On the topic of storage, there are several map containers that are important for parserInterp.cpp's function:

// defVar keeps track of all variables that have been defined in the program thus far
map<string, bool> defVar;
// SymTable keeps track of the type for all of our variables
map<string, Token> SymTable;
//Container of temporary locations of Value objects for results of expressions, variables values and constants 
//Key is a variable name, value is its Value. Holds all variables defined by assign statements
map<string, Value> TempsResults;
//declare a pointer variable to a queue of Value objects
queue <Value> * ValQue;

The comments are pretty detailed, but one thing worth mentioning is that ValQue is only used for write and writeln methods, as it is a queue of all the values to be printed to the console.

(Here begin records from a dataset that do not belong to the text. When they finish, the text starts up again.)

PR #154, opened 2016-11-28
Update documentation for installation and index intro

willingc:
Pretty heavy edit of content in `index.rst` and `installation.rst` and minor edits to `conf.py`.

- `index.rst` mostly styling and grammar consistency for reader
- `installation.rst` updated installation instructions for virtualenv for Python 2 and Python 3

Do we want to revisit which versions of Python 2 and Python 3 are supported?

### DIFF
--- a/docs/source/conf.py
+++ b/docs/source/conf.py
@@ -26,7 +26,7 @@ import recommonmark.parser
 # -- General configuration ------------------------------------------------
 
 # If your documentation needs a minimal Sphinx version, state it here.
-needs_sphinx = '1.3'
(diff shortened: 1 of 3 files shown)


martinal:
Looks good!

Great if someone more experienced with cross platform python/node.js installation can review recommendations for the pip/venv/nodeenv instructions, I only know that this works for me on Ubuntu 16.04.

Any particular changes in mind for the python versions?

minrk:
I think leaving the current versions is fine. I don't think there are any relevant differences between 3.3 and 3.4 for us here.

Thanks, @willingc!

PR #159, opened 2016-11-30
Edit docs 

willingc:
- Add doc-requirements.txt for local builds
- Edit all installation and usage docs
- Correct TODO directives to suppress the notes from displaying on RTD


minrk:
Great!

PR #454, opened 2024-03-08
Update 'README.md' File to Include Winget method of installing vhs

og-mrk:
### About the Install Command
The `--exact` & `--id` options that's used with `winget install` command to ensure that the Exact Package is to be installed, which's `charmbracelet.vhs` package

### References for further reading
1. **VHS's PR**: https://github.com/microsoft/winget-pkgs/pull/142995
2. **ttyd's PR**: https://github.com/microsoft/winget-pkgs/pull/142883

**Note**: The `vhs` package requires `FFmpeg` & `ttyd` packages to be installed as well, you can read the Installer's Manifest in the VHS's PR linked above.

### Final Notes
Any feedback well be appreciated 😄


bashbunni:
Hey @og-mrk thank you so much for this contribution! What happens exactly if we don't use the `--exact` and `--id` flags with winget?

We previously merged a similar change to the docs in [Gum](https://github.com/charmbracelet/gum/pull/401/files), but in that case those flags weren't used. Could you kindly advise? I've never used Winget before, so that would be helpful to know. It might also mean that we need to update these changes that got merged in other repos :sweat_smile:

We would also like to keep the formatting consistent across projects, soooo that's probably something that would make sense to address while we're at it :smile: 

Other Winget PRs:
https://github.com/charmbracelet/glow/pull/500/files
https://github.com/charmbracelet/gum/pull/401/files
https://github.com/charmbracelet/soft-serve/pull/304

Some of these have been merged already, but if we're changing formatting to make 'em all consistent, it would be great to see a new PR with the consistent formatting

og-mrk:
Hello @bashbunni, thanks for taking your time on reviewing this PR.
Now about installing Packages using winget... now adays you can do it in different ways, from what I know, here's the following ways of installing vhs package (the concepts are the same with other packages):

> [!NOTE]
> From what I can see.. the `install` & `search` commands (and I believe other commands as well) are case-insensitive by default, so you can do `winget install Git.Git` or `winget install git.git`, both of which will install the same package.

### Using the Moniker of Package
```
winget install vhs
```

> Note: other examples, such as `Git.Git` Package, has a Moniker of `git`, so you can do `winget install git` and it'll work
> this's noted in one of the PRs you've highlighted: https://github.com/charmbracelet/soft-serve/pull/304

### Using Package Name
```
winget install vhs
```
### Using Package ID (It's generally made up of `PackagePublisher.PackageName`)
``` powershell
# The following will do the same action, which's installing vhs
# winget will treat them always as lower-case versions
# in other words, Upper Case letters will be seen as Lower Case version, like `myString.ToLower()` in GO For example
winget install charmbracelet.vhs
winget install Charmbracelet.VHS
winget install CharmBracelet.VHS
```
### Using the `--exact` option (`-e` is a shorter version) with any of the above (Will Become Case-Sensitive)
```
# Will Work (because there's a Package with this Exact Letter-Casing)
winget install -e vhs
winget install -e charmbracelet.vhs

# Will Not Work (No Packages with the following examples, at the time of writing of course)
winget install -e VHS
winget install -e charmbracelet.VHS
winget install -e Charmbracelet.vhs
winget install -e CharmBracelet.vhs
```

</br>

### Final Notes
IMHO don't recommend going with Moniker approach of installing packages, because multiple Packages can have the Exact Moniker, which will be an ambiguous request from winget's side, therefore the User will be prompted to choose one of the Packages. [[1]](https://github.com/microsoft/winget-cli/discussions/1672#discussioncomment-1665516) [[2]](https://github.com/microsoft/winget-cli/issues/1662#issuecomment-957707465)

Using the `PackagePublisher.PackageName` approach is the best course of action, for 99% of use cases, it'll be very clear who (`PublisherName` Field) made/released this Package (`PackageName` Field).

I'll remove the options `--exact --id` from this PR, because it won't really affect the final result, which's installing vhs.

caarlos0 (approved):

bashbunni:
awesome, @og-mrk thank you for explaining that to me as well :)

All of this comes together for the full functionality of our interpeter. The entry point to the program and the top of our parse tree is the prog method. The driver program, prog3.cpp, only needs to call the prog method and pass in a reference to an istream object to run the entire program contained in the file pointed to by the in pointer. Once prog is called, it begins the execution of the parse tree. Every method in the parse tree calls the GetNextToken method in lex.cpp, checking for syntactic and lexical errors along the way, until the entire program file has been read through and executed, or until a syntactic or lexical error is reached, in which case the program exits.

Now that you have a theoretical understanding of how these programs work, I would greatly encourage anyone interested to download the source code and try writing/running your own program in this given programming language. There are various examples of programs given in the tests folder here on Github. Happy coding!